### Material provided
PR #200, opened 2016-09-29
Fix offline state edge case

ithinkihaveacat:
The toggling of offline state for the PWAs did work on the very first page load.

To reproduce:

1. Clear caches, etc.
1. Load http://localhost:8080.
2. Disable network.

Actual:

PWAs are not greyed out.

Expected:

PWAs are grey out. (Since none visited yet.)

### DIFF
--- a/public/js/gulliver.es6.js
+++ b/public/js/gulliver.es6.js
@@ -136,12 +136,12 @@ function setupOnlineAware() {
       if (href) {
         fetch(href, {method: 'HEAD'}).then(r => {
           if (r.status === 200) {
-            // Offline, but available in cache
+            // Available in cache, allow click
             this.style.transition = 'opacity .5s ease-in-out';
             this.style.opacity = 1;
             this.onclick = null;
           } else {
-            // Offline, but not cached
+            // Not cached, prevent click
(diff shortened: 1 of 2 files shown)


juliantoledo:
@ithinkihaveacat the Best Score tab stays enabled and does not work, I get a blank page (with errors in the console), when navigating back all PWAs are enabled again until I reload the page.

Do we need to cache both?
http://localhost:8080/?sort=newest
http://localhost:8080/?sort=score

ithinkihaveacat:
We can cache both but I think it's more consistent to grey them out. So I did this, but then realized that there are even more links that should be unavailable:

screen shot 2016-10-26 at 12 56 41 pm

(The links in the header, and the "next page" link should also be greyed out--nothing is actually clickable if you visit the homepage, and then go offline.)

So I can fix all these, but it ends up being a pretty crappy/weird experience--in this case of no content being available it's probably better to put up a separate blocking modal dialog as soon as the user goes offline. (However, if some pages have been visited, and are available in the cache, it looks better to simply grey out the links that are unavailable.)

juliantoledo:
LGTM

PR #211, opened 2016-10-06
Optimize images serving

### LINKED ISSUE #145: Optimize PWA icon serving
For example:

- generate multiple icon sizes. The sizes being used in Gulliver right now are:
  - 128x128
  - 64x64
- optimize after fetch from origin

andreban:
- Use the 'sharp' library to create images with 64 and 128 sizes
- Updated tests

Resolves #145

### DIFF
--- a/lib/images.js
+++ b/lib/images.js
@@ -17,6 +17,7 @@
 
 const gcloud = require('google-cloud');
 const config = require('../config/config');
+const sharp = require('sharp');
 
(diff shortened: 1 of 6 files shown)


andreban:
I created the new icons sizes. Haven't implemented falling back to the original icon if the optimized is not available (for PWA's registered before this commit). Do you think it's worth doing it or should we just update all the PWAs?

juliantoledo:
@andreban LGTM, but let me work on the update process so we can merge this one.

### Problem
Retype the entries exactly from the first line, stopping after the line with "but available in cache".

### Written reply
PR #200, opened 2016-09-29
Fix offline state edge case

ithinkihaveacat:
The toggling of offline state for the PWAs did work on the very first page load.

To reproduce:

1. Clear caches, etc.
1. Load http://localhost:8080.
2. Disable network.

Actual:

PWAs are not greyed out.

Expected:

PWAs are grey out. (Since none visited yet.)

### DIFF
--- a/public/js/gulliver.es6.js
+++ b/public/js/gulliver.es6.js
@@ -136,12 +136,12 @@ function setupOnlineAware() {
       if (href) {
         fetch(href, {method: 'HEAD'}).then(r => {
           if (r.status === 200) {
-            // Offline, but available in cache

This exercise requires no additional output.